_YOUR OBJECTIVE:_
Return every line of the data exactly as it stands.

_Saved entries:_
══════

Issue #480, opened 2026-05-29
project_to_genomic: NG/LRG-parent transcript inputs emit chromosome coordinates under the NG/LRG accession


nh13:
Surfaced while wiring the `genomic` axis of the mutalyzer-normalize corpus runner (#326, Phase 2).

## Summary

`VariantProjector::project_to_genomic` maps a transcript-coordinate input (`c.`/`n.`/`r.`) to its parent genomic reference using the cdot transcript→genome alignment, then stamps the input's `genomic_context` accession onto the result. cdot only carries **chromosome (`NC_`) alignments**, so when `genomic_context` is an `NG_` RefSeqGene (or `LRG_`), the emitted coordinates are chromosome-relative but the emitted accession is the `NG_`/`LRG_` one. The two no longer agree.

## Reproduction

Inputs from the corpus (manifest-backed run):

| Input | Expected (mutalyzer) | ferro `project_to_genomic` |
|---|---|---|
| `NG_007485.1(NM_000077.4):c.274G>T` | `NG_007485.1:g.28407G>T` | `NG_007485.1:g.21971085C>A` |
| `NG_012337.1(NM_003002.2):c.1del` | `NG_012337.1:g.5062del` | `NG_012337.1:g.112086906del` |
| `NG_007485.1(NM_000077.4):c.161_162insATC` | `NG_007485.1:g.28294_28295insATC` | `NG_007485.1:g.21971197_21971198ins...` |

`21971085` / `112086906` are chr9 / chr11 positions (the `NC_000009.12` / `NC_000011.10` cdot alignment targets), not offsets within the ~30 kb `NG_007485.1` RefSeqGene. On the minus strand the base is additionally complemented (`G>T` → `C>A`), consistent with a chromosome projection that was never lifted back into the NG's own (plus-strand) frame.

## Root cause

In `src/project/projector.rs`:

- `map_pos` (~L700) computes the genomic position via `cdot_mapper.cds_to_genome_on_build(...)` / `cdot_tx.tx_to_genome(...)`, which return coordinates on the cdot alignment **contig** (always `NC_` here).
- The result is then emitted with `accession: parent` (~L776), where `parent` is the input's `genomic_context` (the `NG_`/`LRG_`).

[...]

PR #616, opened 2026-06-13
feat(project): re-anchor NG_/LRG_-parent projections into the parent frame (#480)

nh13:
Fixes the #480 defect end-to-end: a c./n./r. input parented on an `NG_` RefSeqGene or `LRG_` now projects into the parent's **own** coordinate frame instead of emitting a chromosome offset under the parent accession.

## Problem

cdot aligns transcripts only to chromosomes (`NM_`→`NC_`). When a c./n./r. input is parented on an `NG_`/`LRG_`, `project_to_genomic` mapped the coordinate onto the chromosome and then stamped the *parent* accession onto it — so the emitted coordinate was a chromosome offset (complemented on the minus strand) under an accession whose own frame it does not match (e.g. `NG_007485.1:g.21971085C>A` instead of `NG_007485.1:g.28407G>T`). That output is invalid HGVS regardless of mutalyzer.

## What this PR does

Expresses the coordinate in the parent's own frame by composing NM→NC (cdot) with an affine NC→parent transform, and wires up the placement data that drives it:

- **`GenomicPlacement`** (`src/reference/provider.rs`): a parent's contiguous placement on its `NC_` contig (`parent_start`, `nc_start`, `nc_end`, `strand`) with `nc_to_parent()`.
- **`project_to_genomic`** (public, genomic-axis *output*) projects to NC then re-anchors into the parent frame, reverse-complementing the edit when the parent runs antiparallel to the chromosome. Split out **`project_to_genomic_nc`** (private) as the NC-frame *pivot* used by downstream genome→CDS/protein derivation, which cdot computes in chromosome coordinates — the pivot must stay NC or it would mis-map back through cdot.
- **Placement ingestion** in `MultiFastaProvider`: RefSeqGene→genome alignments (`GCF_*_refseqgene_alignments.gff3`, new `ferro prepare` download + `refseqgene_alignments` manifest field) parsed once at load into per-`NG_` placements; LRG XML genomic mapping parsed on demand into per-`LRG_` placements. Both keep only single contiguous (ungapped) GRCh38-primary spans — a gapped or non-primary alignment declines rather than mis-anchor.
- **`ReferenceProvider::genomic_placement()`** hook (default `None`); `MockProvider` gains `add_genomic_placement` for tests.
- Bare-`LRG_<n>t<m>`/`p<m>` inputs derive their `LRG_<n>` genomic parent structurally (no `genomic_context` needed).

### No-regression by construction

When no placement is available, the chromosome coordinate is kept under the parent accession — exactly prior behavior. Confirmed against the live corpus (below): every remaining FAIL is a strict subset of the prior baseline, **0 regressions**.

## Verified result (live `FERRO_MANIFEST` genomic axis)

A full manifest-backed run of the genomic axis (rebased on `origin/main`, manifest carrying `refseqgene_alignments` + LRG XMLs):

```
46 pass / 83 FAIL / 191 skipped
set-diff vs committed baseline: 16 improvements, 0 regressions
```

So this PR **demotes 16 genomic rows** (`baseline-failures/genomic.txt` 99 → 83). The demoted set is the re-anchoring target — NG-context `NM_` inputs, a bare `NG_:g.`, and `LRG_1t1`.

### Residual 83 (out of scope here, tracked separately)

| Bucket | Count | Nature |
|---|---:|---|
| `NG_(NM_…)` — NG context, coordinate/normalize divergence | 43 | per-row arbitration |
| `NG_(GENE_vNNN):c.…` — legacy gene-model selector | 27 | new feature: resolve `(GENE_vNNN)` → annotated `NM_` (cdot has no `NG_` entry); #121-adjacent — carved to #637 |
| `pter/qter` | 5 | unimplemented syntax |
| `NG_` bare / `LRG_ t/p` / cross-ref `delins[NM_…]` | 8 | mixed |

A spike confirmed the 27 `NG_(GENE_vNNN)` rows are **not** a parent-resolution tweak: treating the bare `NG_` as its own parent just moves the failure from "no parent reference" to "Reference not found: `NG_…`", because the c. frame is defined by the `(GENE_vNNN)` selector — which cdot cannot resolve to an `NM_`. That is legacy gene-model resolution, a distinct feature.

## Tests

- `tests/issue_480_ng_lrg_parent_frame.rs` (MockProvider, CI-runnable): `nc_to_parent` plus/minus/out-of-span, plus/minus-strand projection (edit reverse-complement), no-placement fallback, bare-LRG re-anchor.
- LRG-XML and RefSeqGene-GFF3 parser unit tests: assembly selection, gapped→`None`, GRCh37/gapped exclusion, minus-strand affine.
- `cargo clippy --features dev --all-targets -- -D warnings` clean.

Refs #480, #326.


nh13:
@coderabbitai review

══════

_SOLUTION:_
Issue #480, opened 2026-05-29
project_to_genomic: NG/LRG-parent transcript inputs emit chromosome coordinates under the NG/LRG accession


nh13:
Surfaced while wiring the `genomic` axis of the mutalyzer-normalize corpus runner (#326, Phase 2).

## Summary

`VariantProjector::project_to_genomic` maps a transcript-coordinate input (`c.`/`n.`/`r.`) to its parent genomic reference using the cdot transcript→genome alignment, then stamps the input's `genomic_context` accession onto the result. cdot only carries **chromosome (`NC_`) alignments**, so when `genomic_context` is an `NG_` RefSeqGene (or `LRG_`), the emitted coordinates are chromosome-relative but the emitted accession is the `NG_`/`LRG_` one. The two no longer agree.

## Reproduction

Inputs from the corpus (manifest-backed run):

| Input | Expected (mutalyzer) | ferro `project_to_genomic` |
|---|---|---|
| `NG_007485.1(NM_000077.4):c.274G>T` | `NG_007485.1:g.28407G>T` | `NG_007485.1:g.21971085C>A` |
| `NG_012337.1(NM_003002.2):c.1del` | `NG_012337.1:g.5062del` | `NG_012337.1:g.112086906del` |
| `NG_007485.1(NM_000077.4):c.161_162insATC` | `NG_007485.1:g.28294_28295insATC` | `NG_007485.1:g.21971197_21971198ins...` |

`21971085` / `112086906` are chr9 / chr11 positions (the `NC_000009.12` / `NC_000011.10` cdot alignment targets), not offsets within the ~30 kb `NG_007485.1` RefSeqGene. On the minus strand the base is additionally complemented (`G>T` → `C>A`), consistent with a chromosome projection that was never lifted back into the NG's own (plus-strand) frame.

## Root cause

In `src/project/projector.rs`:

- `map_pos` (~L700) computes the genomic position via `cdot_mapper.cds_to_genome_on_build(...)` / `cdot_tx.tx_to_genome(...)`, which return coordinates on the cdot alignment **contig** (always `NC_` here).
- The result is then emitted with `accession: parent` (~L776), where `parent` is the input's `genomic_context` (the `NG_`/`LRG_`).

[...]

PR #616, opened 2026-06-13
feat(project): re-anchor NG_/LRG_-parent projections into the parent frame (#480)

nh13:
Fixes the #480 defect end-to-end: a c./n./r. input parented on an `NG_` RefSeqGene or `LRG_` now projects into the parent's **own** coordinate frame instead of emitting a chromosome offset under the parent accession.

## Problem

cdot aligns transcripts only to chromosomes (`NM_`→`NC_`). When a c./n./r. input is parented on an `NG_`/`LRG_`, `project_to_genomic` mapped the coordinate onto the chromosome and then stamped the *parent* accession onto it — so the emitted coordinate was a chromosome offset (complemented on the minus strand) under an accession whose own frame it does not match (e.g. `NG_007485.1:g.21971085C>A` instead of `NG_007485.1:g.28407G>T`). That output is invalid HGVS regardless of mutalyzer.

## What this PR does

Expresses the coordinate in the parent's own frame by composing NM→NC (cdot) with an affine NC→parent transform, and wires up the placement data that drives it:

- **`GenomicPlacement`** (`src/reference/provider.rs`): a parent's contiguous placement on its `NC_` contig (`parent_start`, `nc_start`, `nc_end`, `strand`) with `nc_to_parent()`.
- **`project_to_genomic`** (public, genomic-axis *output*) projects to NC then re-anchors into the parent frame, reverse-complementing the edit when the parent runs antiparallel to the chromosome. Split out **`project_to_genomic_nc`** (private) as the NC-frame *pivot* used by downstream genome→CDS/protein derivation, which cdot computes in chromosome coordinates — the pivot must stay NC or it would mis-map back through cdot.
- **Placement ingestion** in `MultiFastaProvider`: RefSeqGene→genome alignments (`GCF_*_refseqgene_alignments.gff3`, new `ferro prepare` download + `refseqgene_alignments` manifest field) parsed once at load into per-`NG_` placements; LRG XML genomic mapping parsed on demand into per-`LRG_` placements. Both keep only single contiguous (ungapped) GRCh38-primary spans — a gapped or non-primary alignment declines rather than mis-anchor.
- **`ReferenceProvider::genomic_placement()`** hook (default `None`); `MockProvider` gains `add_genomic_placement` for tests.
- Bare-`LRG_<n>t<m>`/`p<m>` inputs derive their `LRG_<n>` genomic parent structurally (no `genomic_context` needed).

### No-regression by construction

When no placement is available, the chromosome coordinate is kept under the parent accession — exactly prior behavior. Confirmed against the live corpus (below): every remaining FAIL is a strict subset of the prior baseline, **0 regressions**.

## Verified result (live `FERRO_MANIFEST` genomic axis)

A full manifest-backed run of the genomic axis (rebased on `origin/main`, manifest carrying `refseqgene_alignments` + LRG XMLs):

```
46 pass / 83 FAIL / 191 skipped
set-diff vs committed baseline: 16 improvements, 0 regressions
```

So this PR **demotes 16 genomic rows** (`baseline-failures/genomic.txt` 99 → 83). The demoted set is the re-anchoring target — NG-context `NM_` inputs, a bare `NG_:g.`, and `LRG_1t1`.

### Residual 83 (out of scope here, tracked separately)

| Bucket | Count | Nature |
|---|---:|---|
| `NG_(NM_…)` — NG context, coordinate/normalize divergence | 43 | per-row arbitration |
| `NG_(GENE_vNNN):c.…` — legacy gene-model selector | 27 | new feature: resolve `(GENE_vNNN)` → annotated `NM_` (cdot has no `NG_` entry); #121-adjacent — carved to #637 |
| `pter/qter` | 5 | unimplemented syntax |
| `NG_` bare / `LRG_ t/p` / cross-ref `delins[NM_…]` | 8 | mixed |

A spike confirmed the 27 `NG_(GENE_vNNN)` rows are **not** a parent-resolution tweak: treating the bare `NG_` as its own parent just moves the failure from "no parent reference" to "Reference not found: `NG_…`", because the c. frame is defined by the `(GENE_vNNN)` selector — which cdot cannot resolve to an `NM_`. That is legacy gene-model resolution, a distinct feature.

## Tests

- `tests/issue_480_ng_lrg_parent_frame.rs` (MockProvider, CI-runnable): `nc_to_parent` plus/minus/out-of-span, plus/minus-strand projection (edit reverse-complement), no-placement fallback, bare-LRG re-anchor.
- LRG-XML and RefSeqGene-GFF3 parser unit tests: assembly selection, gapped→`None`, GRCh37/gapped exclusion, minus-strand affine.
- `cargo clippy --features dev --all-targets -- -D warnings` clean.

Refs #480, #326.


nh13:
@coderabbitai review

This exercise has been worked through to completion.